Jackson, 76, said he had found it “increasingly difficult to perform routine tasks” and get around in recent years. After initially resisting due to his work, Jackson said, he relented and sought medical testing.

“Recognition of the effects of this disease on me has been painful, and I have been slow to grasp the gravity of it,” Jackson said in a statement released through the Rainbow PUSH Coalition, his social change group. “For me, a Parkinson’s diagnosis is not a stop sign but rather a signal that I must make lifestyle changes and dedicate myself to physical therapy in hopes of slowing the disease’s progression.”

Jackson remains an active presence in American life and politics. Last year, he shuttled across the country speaking and registering people to vote, saying that people “are very motivated when we are inspired.”

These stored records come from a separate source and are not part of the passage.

PR #1122, opened 2019-10-28
[IA-1156] Move async cluster creation to back Leo

rtitle:
Rebased branch with the latest changes, including scalafmt. It all compiles, some unit tests still failing though. Working through it…

In all cases:


http/src/main/scala/org/broadinstitute/dsde/workbench/leonardo/api/LeoRoutes.scala
```diff
@@ -113,31 +121,41 @@ abstract class LeoRoutes(
...
+                          .unsafeToFuture()
                       }
                     } ~
                     delete {
                       complete {
-                        leonardoService.deleteCluster(userInfo, GoogleProject(googleProject), clusterName).map { _ =>
-                          StatusCodes.Accepted
-                        }
+                        leonardoService
+                          .deleteCluster(userInfo, GoogleProject(googleProject), clusterName)
```
Qi77Qi, line 127: fyi, this can be `.deleteCluster(userInfo, GoogleProject(googleProject), clusterName).as(StatusCodes.Accepted)`

http/src/main/scala/org/broadinstitute/dsde/workbench/leonardo/db/ClusterComponent.scala
```diff
@@ -333,6 +328,13 @@ trait ClusterComponent extends LeoComponent {
         unmarshalFullCluster(recs).headOption
       }
 
+    def getMinimalClusterById(id: Long): DBIO[Option[Cluster]] =
+      findByIdQuery(id).result.headOption.map { recOpt =>
+        recOpt map { rec =>
+          unmarshalCluster(rec, Seq.empty, List.empty, Map.empty, List.empty, List.empty, List.empty)
```
Qi77Qi: shall we create a new data type say `MinimalCluster` for this? Stubbing those fields out feels pretty weird to me. As caller of this function, I would expect all the data is from DB instead of some values being stubbed out

http/src/main/scala/org/broadinstitute/dsde/workbench/leonardo/model/LeonardoModel.scala
```diff
@@ -106,10 +105,10 @@ case class UserJupyterExtensionConfig(nbExtensions: Map[String, String] = Map(),
...
 case class ClusterResource(value: String) extends ValueObject
 
-case class DataprocInfo(googleId: Option[UUID],
-                        operationName: Option[OperationName],
-                        stagingBucket: Option[GcsBucketName],
-                        hostIp: Option[IP])
+case class DataprocInfo(googleId: Option[UUID] = None,
+                        operationName: Option[OperationName] = None,
+                        stagingBucket: Option[GcsBucketName] = None,
+                        hostIp: Option[IP] = None)
```
Qi77Qi: are these fields really can be any combination of `Some` and `None`? Or shouldn't `googleId` at least exist?

http/src/main/scala/org/broadinstitute/dsde/workbench/leonardo/model/LeonardoModel.scala
```diff
@@ -169,19 +168,17 @@ object Cluster {
...
-             operation: Option[Operation] = None,
-             stagingBucket: Option[GcsBucketName] = None,
              clusterImages: Set[ClusterImage] = Set.empty): Cluster =
     Cluster(
       internalId = internalId,
       clusterName = clusterName,
       googleProject = googleProject,
       serviceAccountInfo = serviceAccountInfo,
-      dataprocInfo = DataprocInfo(operation.map(_.uuid), operation.map(_.name), stagingBucket, None),
+      dataprocInfo = DataprocInfo(),
```
Qi77Qi: It feels to be Cluster should have `dataprocInfo` field as an `Option`

http/src/main/scala/org/broadinstitute/dsde/workbench/leonardo/util/BucketHelper.scala
```diff
@@ -2,71 +2,56 @@ package org.broadinstitute.dsde.workbench.leonardo
...
-    } yield bucketName
+
+      readerAcl = NonEmptyList
+        .fromList(bucketSAs)
+        .map(readers => Map(StorageRole.ObjectViewer -> readers))
+        .getOrElse(Map.empty)
+      ownerAcl = Map(StorageRole.ObjectAdmin -> NonEmptyList.one(leoEntity))
+
+      _ <- google2StorageDAO.insertBucket(googleProject, bucketName)
+      _ <- google2StorageDAO.setIamPolicy(bucketName, readerAcl ++ ownerAcl)
```
Qi77Qi, line 53: 👍 🎉

http/src/main/scala/org/broadinstitute/dsde/workbench/leonardo/util/ClusterHelper.scala
```diff
@@ -24,19 +39,390 @@ case class ClusterIamSetupException(googleProject: GoogleProject)
...
+
+      // Resize the cluster in Google
+      _ <- IO.fromFuture(
+        IO(gdDAO.resizeCluster(cluster.googleProject, cluster.clusterName, numWorkers, numPreemptibles))
+      )
+    } yield ()
+
+  def setMasterMachineType(cluster: Cluster, machineType: MachineType): IO[Unit] =
+    cluster.instances.toList.traverse_ { instance =>
+      instance.dataprocRole match {
```
Qi77Qi: use `.traverse` instead of pattern matching?

http/src/main/scala/org/broadinstitute/dsde/workbench/leonardo/util/ClusterHelper.scala
```diff
@@ -24,19 +39,390 @@ case class ClusterIamSetupException(googleProject: GoogleProject)
...
+  def generateServiceAccountKey(googleProject: GoogleProject,
+                                serviceAccountEmailOpt: Option[WorkbenchEmail]): IO[Option[ServiceAccountKey]] =
+    serviceAccountEmailOpt.traverse { email =>
+      IO.fromFuture(IO(googleIamDAO.createServiceAccountKey(googleProject, email)))
+    }
+
+  def removeServiceAccountKey(googleProject: GoogleProject,
+                              serviceAccountEmailOpt: Option[WorkbenchEmail],
+                              serviceAccountKeyIdOpt: Option[ServiceAccountKeyId]): IO[Unit] =
+    (serviceAccountEmailOpt, serviceAccountKeyIdOpt).mapN {
```
Qi77Qi, line 265: maybe `parMapN`? since the two requests can run at the same time?

http/src/main/scala/org/broadinstitute/dsde/workbench/leonardo/util/ClusterHelper.scala
```diff
@@ -24,19 +39,390 @@ case class ClusterIamSetupException(googleProject: GoogleProject)
...
+                                            initBucketName: GcsBucketName,
+                                            serviceAccountInfo: ServiceAccountInfo,
+                                            serviceAccountKeyOpt: Option[ServiceAccountKey]): IO[Unit] = {
+    // Clean up resources in Google
+    val deleteBucket = (for {
+      _ <- bucketHelper.deleteInitBucket(initBucketName)
+      _ <- log.info(
+        s"Successfully deleted init bucket ${initBucketName.value} for ${googleProject.value} / ${clusterName.value}"
+      )
+    } yield ()).recoverWith {
```
Qi77Qi: would it be a bit cleaner if you do` .attempt`, and then pattern match on the result?

http/src/main/scala/org/broadinstitute/dsde/workbench/leonardo/util/TemplateHelper.scala
```diff
@@ -0,0 +1,40 @@
+package org.broadinstitute.dsde.workbench.leonardo.util
+
+import java.io.File
+
+import cats.effect._
+import fs2._
+import org.broadinstitute.dsde.workbench.leonardo.config.ClusterResourcesConfig
+import org.broadinstitute.dsde.workbench.leonardo.model.ClusterResource
+
+object TemplateHelper {
```
Qi77Qi, line 10: nice 👍

http/src/test/scala/org/broadinstitute/dsde/workbench/leonardo/service/AuthProviderSpec.scala
```diff
@@ -121,15 +123,15 @@ class AuthProviderSpec
...
 
       // get status
-      val clusterStatus = leo.getActiveClusterDetails(userInfo, project, cluster1Name).futureValue
+      val clusterStatus = leo.getActiveClusterDetails(userInfo, project, cluster1Name).unsafeToFuture.futureValue
 
       cluster1 shouldEqual clusterStatus
 
       // list
-      val listResponse = leo.listClusters(userInfo, Map()).futureValue
+      val listResponse = leo.listClusters(userInfo, Map()).unsafeToFuture.futureValue
```
Qi77Qi, line 155: might as well just do `unsafeRunSync` in these places?

Qi77Qi (commented):
Did a first pass 👍  Looks great

http/src/main/scala/org/broadinstitute/dsde/workbench/leonardo/db/ClusterComponent.scala
rtitle: Yeah, that's probably a good idea. Will look into it.

http/src/main/scala/org/broadinstitute/dsde/workbench/leonardo/api/LeoRoutes.scala
```diff
@@ -113,31 +121,41 @@ abstract class LeoRoutes(
...
+                          .map { _ =>
+                            StatusCodes.Accepted
+                          }
+                          .unsafeToFuture()
```
Qi77Qi: shall we add something like https://github.com/broadinstitute/sam/blob/79417ba82faf5030ac98847940771fd941a801fb/src/main/scala/org/broadinstitute/dsde/workbench/sam/api/api.scala to get rid of those explicit `unsafeToFuture` calls? I don't feel strongly either way..but just fyi

http/src/main/scala/org/broadinstitute/dsde/workbench/leonardo/model/LeonardoModel.scala
rtitle: `googleId` is populated asynchronously so doesn't need to exist.

Yeah it probably makes more sense for `dataprocInfo` to be optional instead.

http/src/test/scala/org/broadinstitute/dsde/workbench/leonardo/service/AuthProviderSpec.scala
rtitle: I did `unsafeToFuture.futureValue` in all the tests. `.futureValue` is a ScalaTest thing which uses implicit `PatienceConfig`s, etc. Maybe we could make the tests use `IO` at some point but I didn't want to change them too much.

http/src/main/scala/org/broadinstitute/dsde/workbench/leonardo/api/LeoRoutes.scala
rtitle: Ah cool.

rtitle:
Thanks for the early feedback @Qi77Qi!

Unit tests finally passing, will check automation tests. Coveralls says:
```
coverage/coveralls — Coverage decreased (-1.4%) to 71.871%
```
which I find a bit suspicious because I removed a bunch of tests :)

http/src/test/scala/org/broadinstitute/dsde/workbench/leonardo/service/AuthProviderSpec.scala
Qi77Qi: ah make sense...I didn't think of `PatienceConfig`...

http/src/main/scala/org/broadinstitute/dsde/workbench/leonardo/util/ClusterHelper.scala
rtitle: Actually there's only 1 `IO` here -- the `mapN` is unwrapping 2 `Option`s

http/src/main/scala/org/broadinstitute/dsde/workbench/leonardo/db/ClusterComponent.scala
rtitle: I'm thinking of maybe doing this in a separate PR…

http/src/main/scala/org/broadinstitute/dsde/workbench/leonardo/model/LeonardoModel.scala
```diff
@@ -324,29 +303,22 @@ object ClusterInitValues {
...
+            contentSecurityPolicy: String): ClusterInitValues =
     ClusterInitValues(
-      googleProject.value,
-      clusterName.value,
-      stagingBucketName.value,
-      clusterImages.find(_.tool == Jupyter).map(_.dockerImage).getOrElse(""),
-      clusterImages.find(_.tool == RStudio).map(_.dockerImage).getOrElse(""),
+      cluster.googleProject.value,
+      cluster.clusterName.value,
+      cluster.dataprocInfo.map(_.stagingBucket.value).getOrElse(""),
```
Qi77Qi: not necessarily this PR, but I feel like this function should return an `Either[String, ClusterInitValues]` and in the case where these required fields (such as stagingBucket) is `None` for some reason, we can error out

http/src/main/scala/org/broadinstitute/dsde/workbench/leonardo/model/LeonardoModel.scala
```diff
@@ -565,12 +540,15 @@ object LeonardoJsonSupport extends SprayJsonSupport with DefaultJsonProtocol {
...
-              fields.getOrElse("hostIp", JsNull).convertTo[Option[IP]]
-            ),
+            (fields.get("googleId"), fields.get("operationName"), fields.get("stagingBucket")).mapN {
+              (googleId, operationName, stagingBucket) =>
+                DataprocInfo(
+                  googleId.convertTo[UUID],
+                  operationName.convertTo[OperationName],
+                  stagingBucket.convertTo[GcsBucketName],
+                  fields.getOrElse("hostIp", JsNull).convertTo[Option[IP]]
+                )
```
Qi77Qi, line 551: semantic is a bit different between this and the original code...This code will return `None` if one of `googleId`, `operationName`, `stagingBucket` is `None`, vs the original logical seems to indicate these fields are not `None` or `Some` at the same time

http/src/main/scala/org/broadinstitute/dsde/workbench/leonardo/model/LeonardoModel.scala
rtitle: Yeah.. we currently just substitute with "" which may cause errors downstream. We could distinguish between required/optional fields and do some error checking up front.

Not going to do that in this PR, but good idea :)

http/src/main/scala/org/broadinstitute/dsde/workbench/leonardo/model/LeonardoModel.scala
rtitle: Yeah this is a semantic change.. `DataprocInfo` is optional now, so I was saying to only construct it if `googleId`, `operationName`, and `stagingBucket` are present in the input json (which are required fields in `DataprocInfo`). I think this is valid based on the data model.. and actually, this json reader is never actually used since we never serialize input JSON to `Cluster` objects.

rtitle:
fiab-start failed, looks unrelated to this PR. jenkins retest

http/src/main/scala/org/broadinstitute/dsde/workbench/leonardo/model/LeonardoModel.scala
Qi77Qi: cool cool...That's way better than what it was before...Just wanted to call out the semantic change explicitly :)

http/src/main/scala/org/broadinstitute/dsde/workbench/leonardo/monitor/ClusterMonitorActor.scala
```diff
@@ -202,7 +202,7 @@ class ClusterMonitorActor(
         )
     } else {
       logger.info(
-        s"Cluster ${cluster.projectNameString} is not ready yet and has taken ${currTimeElapsed.toString} so far (Dataproc cluster status = $status, GCE instance statuses = ${instances
+        s"Cluster ${cluster.projectNameString} is not ready yet and has taken ${currTimeElapsed.millis.toSeconds} so far (Dataproc cluster status = $status, GCE instance statuses = ${instances
```
Qi77Qi: shall we add `seconds` after the variable? just so it's clear in the log what the unit is

Qi77Qi (approved):
:shipit:

Qi77Qi:
some automation tests failed

rtitle:
Thanks, yeah I see the bugs, will make a fix.

rtitle:
Note: I also fixed https://broadworkbench.atlassian.net/browse/IA-1443 as part of this PR.

rtitle:
fiab-start failed. jenkins retest

rtitle:
fiab-start failed again? It looks unrelated to Leo. 

jenkins retest please

rtitle:
All auto tests passed 🎉

http/src/main/resources/reference.conf
```diff
@@ -106,11 +106,12 @@ monitor {
   pollPeriod = 15 seconds
   maxRetries = -1  # means retry forever
   recreateCluster = true
-  creatingTimeLimit = 1 hour
-  startingTimeLimit = 20 minutes
-  stoppingTimeLimit = 1 hour
-  deletingTimeLimit = 1 hour
-  updatingTimeLimit = 20 minutes
+  # Defines timeouts for cluster status transitions. If a status is not listed there is no timeout.
```
kyuksel, line 109: Do we have documented somewhere what action is taken when a timeout is detected in each of the states below?

http/src/main/scala/org/broadinstitute/dsde/workbench/leonardo/monitor/ClusterMonitorActor.scala
```diff
@@ -175,40 +180,47 @@ class ClusterMonitorActor(
...
-
-      logger.info(
-        s"Detected that ${cluster.projectNameString} has been stuck in status $status too long. Failing it. Current timeout config: ${monitorConfig.monitorStatusTimeouts.toString}"
-      )
+    val currTimeElapsed: FiniteDuration = (System.currentTimeMillis() - startTime).millis
+    monitorConfig.monitorStatusTimeouts.get(cluster.status) match {
+      case Some(timeLimit) if currTimeElapsed > timeLimit =>
+        logger.info(s"Detected that ${cluster.projectNameString} has been stuck in status ${cluster.status} too long.")
+
+        // Take care not to Error out a cluster if it timed out in Starting status
```
kyuksel, line 197: Why are we no longer erroring out a cluster in this case?

http/src/main/scala/org/broadinstitute/dsde/workbench/leonardo/monitor/ClusterMonitorSupervisor.scala
```diff
@@ -115,15 +105,14 @@ class ClusterMonitorSupervisor(
...
-  leonardoService: LeonardoService,
   clusterHelper: ClusterHelper
 )(implicit metrics: NewRelicMetrics[IO], clusterToolToToolDao: ClusterTool => ToolDAO[ClusterTool])
     extends Actor
     with Timers
     with LazyLogging {
   import context.dispatcher
 
-  var monitoredClusters: Set[Cluster] = Set.empty
+  var monitoredClusterIds: Set[Long] = Set.empty
```
kyuksel, line 115: I know this PR didn't introduce it but not having any implicit or explicit protection on this `var` against race conditions is a bit concerning, no? Doing something like in `ClusterDnsCache.hostToIpMapping` may be an easy remedy.

```scala
private val monitoredClusterIds: ValueBox[Set[Long]] = ValueBox(Set.empty)
```

http/src/main/resources/swagger/api-docs.yaml
```diff
@@ -986,6 +986,9 @@ definitions:
         items:
           type: string
         description: The scopes for the cluster.
+      customClusterEnvironmentVariables:
```
Qi77Qi, line 989: is this change related to this PR?

http/src/main/scala/org/broadinstitute/dsde/workbench/leonardo/service/LeonardoService.scala
```diff
@@ -190,134 +159,48 @@ class LeonardoService(protected val dataprocConfig: DataprocConfig,
                                                                  cluster.clusterName)
       _ <- hasPermission match {
         case false =>
-          IO(
-            logger.warn(
+          log
```
kyuksel, line 161: wow..scalafmt took it to another level here 🙈

http/src/main/scala/org/broadinstitute/dsde/workbench/leonardo/db/ClusterComponent.scala
```diff
@@ -446,12 +454,17 @@ trait ClusterComponent extends LeoComponent {
...
+          cluster.dataprocInfo.map(_.googleId),
+          cluster.dataprocInfo.map(_.operationName.value),
+          cluster.dataprocInfo.map(_.stagingBucket.value),
           Timestamp.from(Instant.now)
         )
 
+    def clearAsyncClusterCreationFields(cluster: Cluster): DBIO[Int] =
+      findByIdQuery(cluster.id)
+        .map(c => (c.initBucket, c.serviceAccountKeyId, c.googleId, c.operationName, c.stagingBucket, c.dateAccessed))
+        .update(None, None, None, None, None, Timestamp.from(Instant.now))
```
Qi77Qi: `Instant.now` is side effecting..So ideally it should be passed in as parameter

http/src/main/scala/org/broadinstitute/dsde/workbench/leonardo/monitor/ClusterMonitorSupervisor.scala
Qi77Qi, line 115: should this be `ClusterInternalId`? since we've changed clusterId to uuid recently

http/src/main/resources/swagger/api-docs.yaml
rtitle: This field was added in a previous PR, but I noticed it was not added to swagger. I also had to persist it in the database in this PR, since back Leo is doing the cluster creation.

http/src/main/scala/org/broadinstitute/dsde/workbench/leonardo/db/ClusterComponent.scala
rtitle: Yeah.. or use a DB function like `current_timestamp`

http/src/main/scala/org/broadinstitute/dsde/workbench/leonardo/monitor/ClusterMonitorSupervisor.scala
rtitle: `ClusterInternalId` is a UUID, but we still have `id` which is a `Long`. Either should work here..

http/src/main/resources/reference.conf
rtitle: No, but I can create a wiki page..

http/src/main/scala/org/broadinstitute/dsde/workbench/leonardo/monitor/ClusterMonitorActor.scala
rtitle: Because `Error` is an unrecoverable status. We don't want a user to start their cluster; have it time out; then have Leo error out (and delete) their cluster, potentially losing data.

This code transitions the cluster back to `Stopped`, so the user can try again or create a ticket -- either way, we won't delete their data.

http/src/main/resources/reference.conf
kyuksel: Either that (with a link to it here) or we could add that info directly here

http/src/main/scala/org/broadinstitute/dsde/workbench/leonardo/monitor/ClusterMonitorActor.scala
kyuksel: got it

http/src/main/scala/org/broadinstitute/dsde/workbench/leonardo/monitor/ClusterMonitorSupervisor.scala
rtitle: I think this is safe -- this is an actor, and changes to `monitoredClusterIds` is only done in the actor context (not by a future). Actors provide a safe encapsulation of state, so mutable `var`s are allowed. I agree it's probably easy to access this `var` in an unsafe way, which is one of the things that bothers me about akka..

http/src/main/resources/reference.conf
rtitle: Good idea, will add here.

http/src/main/scala/org/broadinstitute/dsde/workbench/leonardo/db/ClusterComponent.scala
rtitle: Slick apparently doesn't support updates with non-"pure" values. So you can't do:
```
update TABLE set col = current_timestamp
```
I instead changed these methods to take an `Instant` as a parameter, and had callers do stuff like:
```
for {
  now <- IO(Instant.now)
  _ <- dbRef.inTransactionIO { _.clusterQuery. clearAsyncClusterCreationFields(cluster, now) }
} yield ()
```

http/src/main/scala/org/broadinstitute/dsde/workbench/leonardo/service/LeonardoService.scala
```diff
@@ -1121,183 +645,54 @@ class LeonardoService(protected val dataprocConfig: DataprocConfig,
...
+            log.error(e)(
               s"User ${userEmail.value} does not have access to ${gcsPath.bucketName} / ${gcsPath.objectName}"
-            )
-            throw BucketObjectAccessException(userEmail, gcsPath)
-          case e if whenGoogle401(e) =>
-            logger.warn(s"Could not validate object [${gcsUri}] as user [${userEmail.value}]", e)
-            ()
+            ) >> IO.raiseError(BucketObjectAccessException(userEmail, gcsPath))
+          case e if when401(e) =>
+            log.warn(e)(s"Could not validate object [${gcsUri}] as user [${userEmail.value}]") >> IO.unit
```
Qi77Qi: `IO.unit` is not needed since `log.warn` returns `IO.unit` I think

http/src/main/scala/org/broadinstitute/dsde/workbench/leonardo/util/BucketHelper.scala
```diff
@@ -76,110 +61,55 @@ class BucketHelper(
...
-   */
-  def updateUserBucket(bucketName: GcsBucketName,
-                       googleProject: GoogleProject,
-                       serviceAccountInfo: ServiceAccountInfo): Future[Unit] =
-    for {
-      // available service accounts ((cluster or default SA) and notebook SA, if they exist) -> Reader
-      bucketSAs <- getBucketSAs(googleProject, serviceAccountInfo)
-
-      _ <- setBucketAcls(bucketName, bucketSAs, List.empty)
+      providerReaders <- Stream.eval(
```
Qi77Qi, line 71: just want to point out, that if `providerReaders` is empty, then everything after this line won't happen. Is this intended with `insertBucket` and `setIamPolicy`?

rtitle: Hmm… good catch, this is probably not intended. We should be `++`ing the readers and groups. Will fix.

rtitle: Wait.. am I missing something?
```
providerReaders <- Stream.eval(serviceAccountProvider.listUsersStagingBucketReaders(userEmail).map(_.map(userIdentity)))
providerGroups <- Stream.eval(serviceAccountProvider.listGroupsStagingBucketReaders(userEmail).map(_.map(groupIdentity)))
```
These would still evaluate if `providerReaders` and `providerGroups` are empty right? The stream always contains 1 element, even if that element is `List.empty`.

rtitle:
```
scala> for {
     | a <- Stream.eval(IO(List.empty))
     | b <- Stream.eval(IO(List(1,2,3)))
     | } yield a ++ b
res9: fs2.Stream[[x]cats.effect.IO[x],List[Int]] = Stream(..)

scala> res9.compile.last.unsafeRunSync
res10: Option[List[Int]] = Some(List(1, 2, 3))
```

Qi77Qi: oh my bad, I think this is fine...I thought `Stream.eval(serviceAccountProvider.listUsersStagingBucketReaders(userEmail).map(_.map(userIdentity)))` is creating a `Stream[IO, someReader]`, but it's actually `Stream[IO, List[someReader]]`

I was thinking something like
```
for {
    a <- Stream.emits(List.empty[Int]).covary[IO]
    b <- Stream.eval(IO(List(1,2,3)))
  } yield a :: b
res4: Stream[IO[x], List[Int]] = Stream(..)

@ res4.compile.toList.unsafeRunSync
res5: List[List[Int]] = List()
```

rtitle: Right.. that makes sense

Jackson ran presidential campaigns in the 1980s that have since been viewed as paving the way for former president Barack Obama’s successful campaigns that followed a generation later. In 1988, during his second bid for the Democratic nomination, Jackson finished second to Massachusetts Gov. Michael Dukakis. Donna Brazile, who served as Jackson’s field director in 1984, later called Jackson’s legacy a transformative one for the Democratic Party.

“He made it possible not just for blacks to sit at the black desk, but to sit at every desk in American politics,” Brazile told The Washington Post in 2008.

The Rev. Al Sharpton, who once worked for Jackson, said Friday he had spent recent days in New York with the man he described as his mentor, and he praised Jackson’s work and legacy on civil rights issues and in electoral politics.

“He changed the nation,” Sharpton said in a video statement. “He served in ways he never got credit [for]. No one in our lifetime served longer and stronger. We pray for him because he’s given his life for us.”

In his announcement Friday, Jackson described Parkinson’s as “a disease that bested my father” and pledged to use his platform and voice to seek a cure for the illness. According to the Centers for Disease Control and Prevention, Parkinson’s is the second-most-common neurodegenerative disorder, trailing only Alzheimer’s disease.

“I will continue to try to instill hope in the hopeless, expand our democracy to the disenfranchised and free innocent prisoners around the world,” Jackson wrote, adding that he would also work on a memoir. “I steadfastly affirm that I would rather wear out than rust out.”